--- Exercise aim ---
From the line that contains "- Add exception" down to the last line of the data below, transcribe every line exactly.

(Stored data)
== == ==

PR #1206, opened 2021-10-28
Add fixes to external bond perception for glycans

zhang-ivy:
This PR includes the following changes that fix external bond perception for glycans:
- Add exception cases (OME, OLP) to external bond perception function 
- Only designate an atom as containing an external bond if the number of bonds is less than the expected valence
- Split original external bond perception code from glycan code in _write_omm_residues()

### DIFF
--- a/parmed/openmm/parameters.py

== == ==

--- Answer space ---
- Add exception cases (OME, OLP) to external bond perception function 
- Only designate an atom as containing an external bond if the number of bonds is less than the expected valence
- Split original external bond perception code from glycan code in _write_omm_residues()

### DIFF
--- a/parmed/openmm/parameters.py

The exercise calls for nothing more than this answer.